Professor of Economic and Political Geography, Department of Economics, Ca’ Foscari University, Venice. He is Director of SELISI (Director, School of Economics, Languages and Entrepreneurship, Ca’ Foscari University of Venice). He studied at the Universities of Venice (Ca’ Foscari) and Rotterdam (EUR). Before moving to the Department of Economics in 2013, he worked for 17 years in the Department of Environmental Sciences at Venice University. He has a multi-disciplinary background, particularly at the interaction between applied economics and geography, and environmental studies. Soriani’s main areas of expertise are in economic geography and environmental governance. In particular, Professor Soriani made research on port-city evolution and change (urban waterfront redevelopment, re-utilisation of redundant areas and urban marketing), Integrated Coastal Zone Management (no-statutory plans and voluntary programs), climate change, environmental policies and resilience in urban areas, with particular reference to coastal cities.

Takashi Yamazaki

Professor of Geography at Osaka Metropolitan University, Japan. He received his Ph.D. in political geography from the University of Colorado at Boulder in USA. His current research interest concerns Okinawa’s (de)militarization and critical geopolitics on the East China Sea.
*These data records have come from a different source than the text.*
PR #474, opened 2016-12-01
Allow SecurityManager's AppId to be set earlier on in lifecycle

### LINKED ISSUE #470: Security Manager should have appId set as soon as possible.
### Bug Report
Currently, there is an issue with User Experience of Mobile Navigation when utilizing security managers, in that we require a certificate download when the session is started. We believe this issue can be eliminated by providing the `appId` earlier on in the app's lifecycle (after RAI), and downloading any certificates before the TLS encryption is started.

* SDL iOS Version: 4.4.1

asm09fsu:
Fixes #470 

### Risk

### Testing Plan
This PR does not impact any existing security managers.

### Summary
On a successful RAI, the security manager's appId is set if the selector is available.

##### Enchancements
* Setting security manager's appId on successful register app interface, instead of on session start.

### DIFF
--- a/SmartDeviceLink/SDLProxy.m
+++ b/SmartDeviceLink/SDLProxy.m
@@ -386,6 +386,9 @@ const int POLICIES_CORRELATION_ID = 65535;
         _streamingMediaManager.displayCapabilties = registerResponse.displayCapabilities;
     }
     self.protocol.securityManager = [self securityManagerForMake:registerResponse.vehicleType.make];
+    if (self.protocol.securityManager) {
+        self.protocol.securityManager.appId = self.appId;
+    }
 
     if ([SDLGlobals globals].protocolVersion >= 4) {
         [self sendMobileHMIState];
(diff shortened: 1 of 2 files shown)


SmartDeviceLink/SDLSecurityType.h
```diff
@@ -12,6 +12,8 @@ NS_ASSUME_NONNULL_BEGIN
 
 @protocol SDLSecurityType <NSObject>
 
+@property (copy, nonatomic) NSString* appId;
```
joeljfischer: This also needs to be changed in https://github.com/smartdevicelink/sdl_security_ios

SmartDeviceLink/SDLProxy.m
```diff
@@ -386,6 +386,10 @@ - (void)handleRegisterAppInterfaceResponse:(SDLRPCResponse *)response {
         _streamingMediaManager.displayCapabilties = registerResponse.displayCapabilities;
     }
     self.protocol.securityManager = [self securityManagerForMake:registerResponse.vehicleType.make];
+    if (self.protocol.securityManager
+        && [self.protocol.securityManager respondsToSelector:@selector(setAppId:)]) {
```
joeljfischer: Have you already tested that this fixes the issue?

asm09fsu: yes

SmartDeviceLink/SDLSecurityType.h
asm09fsu: https://github.com/smartdevicelink/sdl_security_ios/pull/1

He was a Steering Committee member of the IGU Commission on Political Geography from 2004 to 2016 (Co-chair from 2014 to 2016). Within Japan, he established and chaired the Political Geography Research Group of the Human Geographical Society of Japan from 2011 to 2015 and organized the IGU Thematic Conference on “Islands in Relations” in Osaka, Japan, in 2023. His publications include Space, Place, and Politics: Towards a Geography of Politics (Nakanishiya, 2013 in Japanese), ‘The US militarization of a ‘host’ civilian society: the case of post-war Okinawa, Japan’ in S. Kirsch and C. Flint eds. Reconstructing Conflict: Integrating War and Post-War Geographies (Ashgate, 2011), and ‘The reinstitutionalization of island identities in Japan’ in D. Kaplan and G. Herb eds. Scaling Identities: Nationalism and Territoriality (Rowman & Littlefield, 2017), and ‘The COVID-19 pandemic and bio/geopolitics in Japan’ in S. Brunn and D. Gilbreath eds. COVID-19 and a World of Ad Hoc Geographies (Springer, 2022).